Моя мать, улыбаясь сквозь слезы, пожелала мне счастливого пути и сказала:

Когда ты вернешься, пусть на мече твоем будет кровь наших самонадеянных врагов.

Старшим из моих выживших вассалов был Рёдзи. Он хотел, чтобы завтра утром, на рассвете, мы атаковали боевой строй наших врагов. Нам предстояло пересечь открытое поле под градом стрел, схватиться с кавалеристами, вдесятеро превышающих нас численностью, а потом встретиться с копьями и пиками трех тысяч пехотинцев. И лишь пробившись через их ряды, мы получили бы возможность атаковать и убить трусливых командиров Ходзё.

Я сказал:

Сегодня враги заночуют в лесу Мурото. Это место, полное призраков, всегда пугало меня. Возможно, оно напугает и их.

Го потрясенно уставился на меня.

Молодой господин дал нам ключ к победе! – сказал он.

Мы спрятались в тени. Враги были уверены в себе; они уже считали себя победителями, а потому пили и пировали всю ночь напролет. А в самый темный час перед рассветом, когда врагов наших сморил пьяный сон, мы тайком пробрались в их лагерь, вошли в шатры военачальников и быстро обезглавили их.

А потом мы выпустили в середину пьяной толпы горящие стрелы, стеная и завывая при этом, словно призраки, явившиеся из страны мертвых.

Враги бросились за приказами – и увидели, что головы их командиров насажены на окровавленные рукояти их собственных мечей; мы воткнули мечи в землю, предварительно сломав клинки.

Тогда вражеская армия впала в панику и, превратившись в толпу, бросилась наутек. Но на берегу их сотнями били наши лучники. А в лесах, которые мы столь хорошо знали, наши мечи тысячами снимали вражеские головы с плеч. По милости судьбы, в то утро с океана пришел густой туман, и навел на врагов еще большее смятение и страх. На следующий вечер, покидая лес Мурото, мы оставили позади три тысячи сто шестьдесят вражеских голов; они свисали с копий, словно перезревшие плоды, или болтались на хвостах и гривах обезумевших от запаха крови лошадей. В тот день на побережье обрушился шторм, и на волнах покачивались мертвые тела.

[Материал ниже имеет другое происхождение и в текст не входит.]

PR #15, opened 2015-12-18
Alpha taxonomy refactor

mobaig:
- Naming changes and movement of code to clarify responsibilities of each
  class.
- Consolidate parsing/writing of downloaded data and handling of the file
  on disk into a single ImportFile class (renamed from SheetParser, which
  was a slight misnomer).
- Make SheetDownloader solely responsible for fetching across the
  network.
- Rename CreateTaxons to TaxonCreator, for consistency with the other
  noun-based class names.


spec/spec_helper.rb
```diff
@@ -28,7 +28,9 @@
   end
 
   config.after :suite do
-    require "govuk/lint/cli"
-    Govuk::Lint::CLI.new.run([])
+    unless ENV["SKIP_LINT"]
```
tijmenb: Should we add `SKIP_LINT=1` to jenkins.sh?

mobaig: Don't reckon we need to. This is just to run tests with a bit less noise in dev.

PR #16, opened 2015-12-23
Add functionality to bulk assign content items to taxons

mobaig:
This is required as part of the functionality to bulk assign content
items to taxons, based on the alpha taxonomy data that is currently
being produced by Information Architects in the Finding Things team.

This change adds a method which inspects the locally-downloaded taxonomy
data and groups list of taxons to each base path. Part of this change
includes moving the actual file creation to the #populate method rather
than doing this on initialize. Any client of the ImportFile class will
have to ensure the file is created via #populate before calling anything
else.

Trello: https://trello.com/c/bsZAwZ35

### DIFF
--- a/lib/alpha_taxonomy/taxon_linker.rb
+++ b/lib/alpha_taxonomy/taxon_linker.rb
@@ -1,0 +1,23 @@
+require "csv"
+
+module AlphaTaxonomy
+  class TaxonLinker
+    def run!
+      ImportFile.new.grouped_mappings.each do |base_path, taxon_titles|
+        taxon_content_ids = taxon_titles.map do |taxon_title|
+          taxon_base_path = TaxonPresenter.new(title: taxon_title).base_path
+          taxon_content_item = Services.content_store.content_item!(taxon_base_path)
+          taxon_content_item["content_id"]
+        end
+        target_content_item = Services.content_store.content_item!(base_path)
+
+        Services.publishing_api.put_links(
+          target_content_item["content_id"],
+          links: {
+            alpha_taxons: taxon_content_ids
+          }
+        )
+      end
+    end
+  end
+end
--- a/lib/alpha_taxonomy/taxon_linker.rb
+++ b/lib/alpha_taxonomy/taxon_linker.rb
@@ -2,22 +2,60 @@ require "csv"
 
 module AlphaTaxonomy
   class TaxonLinker
-    def run!
-      ImportFile.new.grouped_mappings.each do |base_path, taxon_titles|
-        taxon_content_ids = taxon_titles.map do |taxon_title|
-          taxon_base_path = TaxonPresenter.new(title: taxon_title).base_path
-          taxon_content_item = Services.content_store.content_item!(taxon_base_path)
-          taxon_content_item["content_id"]
-        end
-        target_content_item = Services.content_store.content_item!(base_path)
+    class TaxonNotInContentStoreError < StandardError; end
 
+    def initialize(logger: Logger.new(STDOUT))
+      @log = logger
+      @errors = []
+    end
+
+    def run!
+      grouped_mappings = ImportFile.new.grouped_mappings
+
+      grouped_mappings.each do |base_path, taxon_titles|
+        taxon_content_ids = find_content_ids_for(taxon_titles)
+        target_content_item_id = fetch_content_item_id_with(base_path)
+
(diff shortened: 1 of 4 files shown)


lib/alpha_taxonomy/taxon_linker.rb
```diff
@@ -0,0 +1,23 @@
...
+module AlphaTaxonomy
+  class TaxonLinker
+    def run!
+      ImportFile.new.grouped_mappings.each do |base_path, taxon_titles|
+        taxon_content_ids = taxon_titles.map do |taxon_title|
+          taxon_base_path = TaxonPresenter.new(title: taxon_title).base_path
+          taxon_content_item = Services.content_store.content_item!(taxon_base_path)
+          taxon_content_item["content_id"]
+        end
+        target_content_item = Services.content_store.content_item!(base_path)
```
tijmenb: What happens if this raises 404?

tijmenb:
It would be good to add a integration test that describes the full process. Something like given there is a google doc, when the importer runs, new taxons are created if they don't exist yet and links are sent to the publishing_api.

lib/alpha_taxonomy/taxon_linker.rb
tijmenb: Perhaps you can use `ContentLookupForm` for this lookup (maybe rename that), so that when we get a lookup endpoint on publishing-api we can change it in one place. It also validates the base path.

lib/alpha_taxonomy/taxon_linker.rb
```diff
@@ -0,0 +1,23 @@
+require "csv"
+
+module AlphaTaxonomy
+  class TaxonLinker
+    def run!
+      ImportFile.new.grouped_mappings.each do |base_path, taxon_titles|
+        taxon_content_ids = taxon_titles.map do |taxon_title|
```
tijmenb: This lookup is perhaps better done by fetching all taxons outside of this loop (`#get_content_items(..)`) and then a `find` by title. Could save a lot of requests.

spec/lib/alpha_taxonomy/taxon_linker_spec.rb
```diff
@@ -0,0 +1,42 @@
...
+      ).and_return("content_id" => content_id)
+    end
+
+    it "creates taxon links based on the grouped mappings" do
+      import_file = AlphaTaxonomy::ImportFile.new
+      allow(import_file).to receive(:grouped_mappings).and_return(
+        "/a-foo-content-item" => ["Foo Taxon"],
+        "/a-foo-bar-content-item" => ["Foo Taxon", "Bar Taxon"]
+      )
+      allow(AlphaTaxonomy::ImportFile).to receive(:new).and_return(import_file)
```
tijmenb: The stubbing makes this a little hard to follow. Perhaps it is clearer if you make `TaxonLinker.new.run!` take a `AlphaTaxonomy::ImportFile` as an argument. Then you could do this:

```ruby
import_file = AlphaTaxonomy::ImportFile.new
import_file.stub(grouped_mappings: [...])
AlphaTaxonomy::TaxonLinker.new.run!(import_file)
```

lib/alpha_taxonomy/taxon_linker.rb
mobaig: re: 404 - it fails noisily. This should probably be re-worked to report a list of failed paths at the end of the run.

Good suggestion re: `ContentLookForm`, will revise.

lib/alpha_taxonomy/taxon_linker.rb
mobaig: Good suggestion. Intended to optimise this later if it ever presented an issue, but that might be an easy drop-in.

spec/lib/alpha_taxonomy/taxon_linker_spec.rb
mobaig: A decent option, but it makes running this command more burdensome. You can't just chuck the `run!` invocation into the rails `runner`, you'd either have to load up a console in order to instantiate the `import_file`, or wrap the whole thing in a rake task. Added to that is that the `TaxonLinker` isn't used in multiple contexts, making the use of dependency injection here a slightly odd choice.

Not sure it's worth the trade off, particularly as the readability improvement is slight at the most.

mobaig:
closing temporarily - adding an integration test

PR #18, opened 2016-01-05
Add functionality to bulk assign content items to taxons

mobaig:
This is required as part of the functionality to bulk assign content
items to taxons, based on the alpha taxonomy data that is currently
being produced by Information Architects in the Finding Things team.

This change adds a method which inspects the locally-downloaded taxonomy
data and groups list of taxons to each base path. Part of this change
includes moving the actual file creation to the #populate method rather
than doing this on initialize. Any client of the ImportFile class will
have to ensure the file is created via #populate before calling anything
else.

Trello: https://trello.com/c/bsZAwZ35

### DIFF
--- a/.rubocop.yml
+++ b/.rubocop.yml
@@ -15,6 +15,8 @@ LineLength:
 
 Metrics/AbcSize:
   Enabled: true
+  Exclude:
+    - spec/features/**/*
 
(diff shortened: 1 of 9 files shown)


bishboria:
:+1: I'll Merge tomorrow once someone else has had a look

PR #19, opened 2016-01-07
Add additional logging to alpha taxonomy bulk import code

mobaig:
To assist debugging and provide visual indicator of progress when running
imports from the command line.


jackscotti:
I know this could sound annoying and I don't know what do we do with loggers. But would it be worth testing that the logger is actually doing what we're expecting  it to do?

mobaig:
It's certainly a valid suggestion, but IMHO I don't think testing for the presence of those info messages is worth the overhead of adding (and maintaining) additional specs. We're testing the Logger API (via the injected StringIO logger), and there's some light testing of useful error messages (see `taxon_linker_spec.rb`). That's probably sufficient given this is an internal tool rather than something user-facing.

PR #21, opened 2016-01-12
Add bearer_token for publishing API authentication

danielroseman:
https://trello.com/c/tx50hSOx/492-add-bearer-token-value-to-all-apps-using-publishing-api


mobaig:
lg

PR #95, opened 2016-08-03
Add tag importer progress bar and some additional worker behaviour

mobaig:
See commits for details.

### DIFF
--- a/app/assets/javascripts/import-progress.js
+++ b/app/assets/javascripts/import-progress.js
@@ -1,0 +1,23 @@
+$(function updateImportProgress() {
+  var $importProgress = $('.js-import-progress');
+  if ($importProgress.length == 0) { return; }
+
+  var currentProgress = $importProgress.find('.progress-bar').attr("aria-valuenow");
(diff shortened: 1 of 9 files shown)


app/assets/javascripts/import-progress.js
```diff
@@ -0,0 +1,23 @@
+$(function updateImportProgress() {
```
tijmenb: We can use the framework in govuk_admin_template for this, for consistency with other publishing apps:

https://github.com/alphagov/govuk_admin_template/blob/master/JAVASCRIPT.md

mobaig: Hmm...coulda sworn I tried this and found it to be a bit broken. Decided to drop it on the basis that the function is pretty simple and I couldn't find a working example in collections-publisher or service manual. Should have checked the publisher app!

Anyway, second time's a charm.

tijmenb:
🎉 very cool!

tijmenb:
BTW we should revisit this when we've upgraded to Rails 5. Super curious if ActionCable is easy enough to be used for this.

PR #96, opened 2016-08-03
Rename Bulk Tagger to Tag Importer

mobaig:
We've renamed this feature to avoid confusion with the concept of 'bulk
tagging' a content item with multiple tags manually via the UI. The
spreadsheet-driven tagging is now referred to as the Tag Importer.


rubenarakelyan:
👍

PR #98, opened 2016-08-03
Remove AlphaTaxonomy bulk tagging scripts

mobaig:
The Tag Importer UI now makes these rake tasks and scripts largely
redundant - they're fiddly to run and offer no particular advantage
over the browser-based option.


rubenarakelyan:
👍

PR #104, opened 2016-08-09
Highlight the correct navigation link on content pages

carvil:
When we go to pages in `/content`, we should highlight the navigation link
`Tags` so we know where we are in the application. This commit makes sure that
happens.

The naming is still not coherent between the URLs and the navigation links. There are tasks in trello to fix that, so I will do that in a separate PR.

Следующей весной господин Бэндэн и господин Хикари, правители двух ближайших владений, согласились выступить вместе с нами против наших общих врагов. Наше войско состояло из трех тысяч самураев и семи тысяч пехотинцев. На нашем знамени изображен был воробей, уворачивающийся от стрел, что летели в него с четырех сторон.

Когда наше войско проходило мимо леса Мурото, над местом прошлогодней бойни взметнулась туча воробьев. Господин Бэндэн и господин Хикари тут же спешились и преклонили колени у копыт моего коня. Это второе знамение побудило их признать меня своим сеньором и повелителем. Вот так я Окумити-но ками Хиронобу, был возведен в княжеское достоинство. Мне тогда еще не успело исполниться семи лет.

Так началось возвышение нашего клана, Окумити, и нашего родового владения, Акаоки.

Те, кто придет за мною следом, – внимательно изучайте тайные свитки нашего клана, слова мудрости, истории и пророчеств, записанные кровью ваших предков. С должным радением продолжайте начатое мною.

Пусть все боги и будды десяти тысяч небес улыбаются тем, кто укрепляет наше княжество!

Пусть все призраки и демоны десяти тысяч преисподен вечно преследуют тех, кто не сумеет поддерживать нашу честь на должной высоте!